(Collected data entries)
################

PR #517, opened 2016-05-10
layers: Add output file option to vk-generate scripts.

null77:
With some build systems, it's not easy to pipe stdout into a file.
This solution allows the scripts to use the last argument as an
output file option. This is a problem in partiuclar for GN.

PTAL, this is a necessary feature for building with Chromium/ANGLE.


vk-layer-generate.py
```diff
@@ -1678,7 +1682,7 @@ def main():
     vk_helper.typedef_rev_dict = hfp.get_typedef_rev_dict()
     vk_helper.types_dict = hfp.get_types_dict()
```
stroyan: This could use an update to the usage message at line 1667.
There really are no "[options]" for this script now, so that could be replaced by "[outfile]".
The passing  of sys.argv[3:] and its storage as self.argv are also vestigial and could be removed.

null77: Changed usage message, and removed self.argv as requested.

PTAL, thank you!

stroyan:
Looks good to me.

tobine:

PR #518, opened 2016-05-10
Remove Xlib dependency when XCB is used

pavolzetor:


Tony-LunarG:
The intent was to have both Xcb and Xlib available to run either path by specifying --xlib at runtime. Your change would exclude having both at once.

pavolzetor:
Then it might help to have cmake show xlib and xcb as one option.

Tony-LunarG:
I tweaked your commit to allow xlib and xcb to co-exist and pushed to master.  Thanks!

PR #520, opened 2016-05-10
layers: GH458 Fix cleanup of queue lastFences

### LINKED ISSUE #458: Core Validation Layer issue when using VK_FENCE_CREATE_SIGNALED_BIT
vkCreateFence sets in_use to 0 and vkWaitForFences() decrements in_use. When using VK_FENCE_CREATE_SIGNALED_BIT it leads to this:
vkCreateFence(VK_FENCE_CREATE_SIGNALED_BIT) in_use = 0
vkWaitForFences() in_use = -1

I'm guessing in_use should be set to 1 when VK_FENCE_CREATE_SIGNALED_BIT is passed -- or possibly vkWaitForFences needs to take into account firstTimeFlag/needsSignaled, and not decrement.

tobine:
Fixes #458 
When waiting on fences, they were not being correctly removed from the
queue's lastFences vector. Updated the remove code and verified that
it's now working correctly.


layers/core_validation.cpp
```diff
@@ -4244,14 +4244,14 @@ static void decrementResources(layer_data *my_data, VkCommandBuffer cmdBuffer) {
 //  decrementResources for all priorFences and cmdBuffers associated with fence.
 static bool decrementResources(layer_data *my_data, uint32_t fenceCount, const VkFence *pFences) {
     bool skip_call = false;
-    std::vector<VkFence> fences;
+    std::vector<std::pair<VkFence, FENCE_NODE*>> fence_pairs;
```
lentinem: It looks like we only need VkQueue not the entire FENCE_NODE.

layers/core_validation.cpp
```diff
@@ -4264,13 +4264,12 @@ static bool decrementResources(layer_data *my_data, uint32_t fenceCount, const V
...
     }
-    for (auto fence : fences) {
-        for (auto queue_data : my_data->queueMap) {
-            auto last_fence_data = std::find(queue_data.second.lastFences.begin(), queue_data.second.lastFences.end(), fence);
-            if (last_fence_data != queue_data.second.lastFences.end()) {
-                queue_data.second.lastFences.erase(last_fence_data);
-                break;
-            }
+    for (auto fence_pair : fence_pairs) {
+        auto queue_pair = my_data->queueMap.find(fence_pair.second->queue);
```
lentinem: I'm a bit confused as to how this works. In the case of multiple queues with semaphores this fence would be on multiple queue lastFences lists. In that case this will only delete one.

layers/core_validation.cpp
tobine: agreed

layers/core_validation.cpp
tobine: It passes layer validation tests on my Linux/Nvidia which features multiple queues but it's possible that we don't have the case you're referencing covered.

If a fence can be on multiple queue lastFences list, should we change "queue" data member of FENCE_NODE into an unordered_set and then for this clean-up we can iterate over all queues in the set?

lentinem: I'm fine with that solution but the queue element needs to be updated to include all relevant queues. I believe that element is largely unused right now.

tobine:
Force pushed update that migrates from single VkQueue tracking per fence (queue) to unordered_set<VkQueue> (queues).

The one thing I'm not certain of if when to remove a queue from queues. Currently only removing when ResetFence() called. Can't remove queues as a fence is waited on with the current code or back-to-back WaitForFences on same fence issues error.

Note that I intentionally left FENCE_NODE* in the std::pair during decrementResources as I felt the syntax was cleaner than sticking a whole unordered_set in there.

Also added in a positive test to prevent regressions in this behavior.

lentinem:
+1. I would prefer a pointer to the set instead of the node but am fine with the way it is.

tobine:
This fix was pushed to master. I excluded the test b/c it's currently failing on android. Moved just the test CL to separate branch "tobin_gh458_fence_test" where I'll get it working on android before pushing.

PR #523, opened 2016-05-10
layers:LX#470 Address poor use of hex vs dec output & w/a convention

MarkMLunarG:
1) Introduce convention of explicitly placing "0x" before hex
    format requests for clarity (don't use "%#")
2) All lower case in hex output (except w/stringstream which refuses
    to do anything but uppercase, possibly only on windows).
3) Decorated pointers are printed for all Vulkan structure types.
3) Some intelligence in generators based on Vulkan variable name:
     if the Vulkan variable name contains ("flag", "bit", "offset",
     "handle", "buffer", "object", "mask") it will be output in
     hexadecimal format

Change-Id: Idbae73bfdaa3bc059543d43b209373cd0bcbc099

### DIFF
--- a/layers/core_validation.h
+++ b/layers/core_validation.h
@@ -59,9 +59,6 @@
 #include <unordered_set>
 #include <vector>
 
-using std::vector;
-using std::unordered_set;
-
 #if MTMERGE
 
 /*
@@ -147,7 +144,7 @@ class PIPELINE_NODE {
     uint32_t active_shaders;
     uint32_t duplicate_shaders;
     // Capture which slots (set#->bindings) are actually used by the shaders of this pipeline
-    unordered_map<uint32_t, unordered_set<uint32_t>> active_slots;
+    std::unordered_map<uint32_t, std::unordered_set<uint32_t>> active_slots;
     // Vtx input info (if any)
     std::vector<VkVertexInputBindingDescription> vertexBindingDescriptions;
     std::vector<VkVertexInputAttributeDescription> vertexAttributeDescriptions;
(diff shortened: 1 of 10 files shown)


mark-lunarg:
Tobin, we are moving the layers to use standard output formats for some items, can you take a look to see if it's agreeable?

layers/core_validation.h
```diff
@@ -147,7 +147,7 @@ class PIPELINE_NODE {
     uint32_t active_shaders;
     uint32_t duplicate_shaders;
     // Capture which slots (set#->bindings) are actually used by the shaders of this pipeline
-    unordered_map<uint32_t, unordered_set<uint32_t>> active_slots;
+    std::unordered_map<uint32_t, std::unordered_set<uint32_t>> active_slots;
```
tobine: can you kill the 2 "using" statements on lines 62&63 above as well?

tobine:
Yeah, I like this. I haven't run the code, but based on visual inspection LGTM

layers/object_tracker.h
```diff
@@ -392,7 +392,7 @@ static void destroy_surface_khr(VkInstance dispatchable_object, VkSurfaceKHR obj
         numObjs[objIndex]--;
         log_msg(mdd(dispatchable_object), VK_DEBUG_REPORT_INFORMATION_BIT_EXT, pNode->objType, object_handle, __LINE__,
                 OBJTRACK_NONE, "OBJTRACK",
-                "OBJ_STAT Destroy %s obj 0x%" PRIxLEAST64 " (%" PRIu64 " total objs remain & %" PRIu64 " %s objs).",
+                "OBJ_STAT Destroy %s obj 0x%" PRIxLEAST64 " (0x%" PRIX64 " total objs remain & 0x%" PRIX64 " %s objs).",
```
karl-lunarg: This looks like upper case.

PR #524, opened 2016-05-10
Sync XML registry files from Vulkan-Docs

dustin-lunarg:
Sync the vk.xml and related Python scripts with the latest revisions from
Vulkan-Docs:
 - Update local copy of vk.xml from Vulkan-Docs
 - Merge minor changes to genvk.py and generator.py from Vulkan-Docs to
   local copies
 - Update parameter_validation code generation to support use of types
   across API features; The core API feature needs to be aware of a
   structure defined by the AMD_rasterization_order feature for the
   purpose of pNext validation
 - Modify thread_check code generation to add TODO messages for debug
   marker support


generator.py
```diff
@@ -2760,6 +2763,9 @@ def genCmd(self, cmdinfo, name):
         if "KHR" in name:
             self.appendSection('command', '// TODO - not wrapping KHR function ' + name)
             return
+        if "DebugMarker" in name:
+            self.appendSection('command', '// TODO - not wrapping KHR function ' + name)
```
jon-lunarg: minor nit pick
debugMarker is a EXT rather than KHR function

include/vulkan/vk_layer.h
```diff
@@ -162,6 +162,11 @@ typedef struct VkLayerDispatchTable_ {
     PFN_vkGetSwapchainImagesKHR GetSwapchainImagesKHR;
     PFN_vkAcquireNextImageKHR AcquireNextImageKHR;
     PFN_vkQueuePresentKHR QueuePresentKHR;
+    PFN_vkDebugMarkerSetObjectTagEXT DebugMarkerSetObjectTagEXT;
+    PFN_vkDebugMarkerSetObjectNameEXT DebugMarkerSetObjectNameEXT;
+    PFN_vkCmdDebugMarkerBeginEXT CmdDebugMarkerBeginEXT;
+    PFN_vkCmdDebugMarkerEndEXT CmdDebugMarkerEndEXT;
+    PFN_vkCmdDebugMarkerInsertEXT CmdDebugMarkerInsertEXT;
 } VkLayerDispatchTable;
```
jon-lunarg: I think these shouldn't go in here.  The vk_layer.h partially defines the loader<->layer interface.  The loader doesn't have to change for device extensions.  If a layer wants to intercept a device extension such as debug_marker, it should create it's own dispatch table structure for the extension. Probably, for our layers that use hash maps for storing their dispatch table getting the vk_layer.h the loader is built with versus a layer wouldn't matter.  But for an object wrapping layer I think it would matter since the wrapped object dispatch table would be different sizes.

generator.py
dustin-lunarg: Done

include/vulkan/vk_layer.h
dustin-lunarg: Done

jon-lunarg:
thanks pushed to master!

################

# ACTIVITY
For the string "possibly", count the lines of the entries above that include it; answer with the number only.

# YOUR SOLUTION
2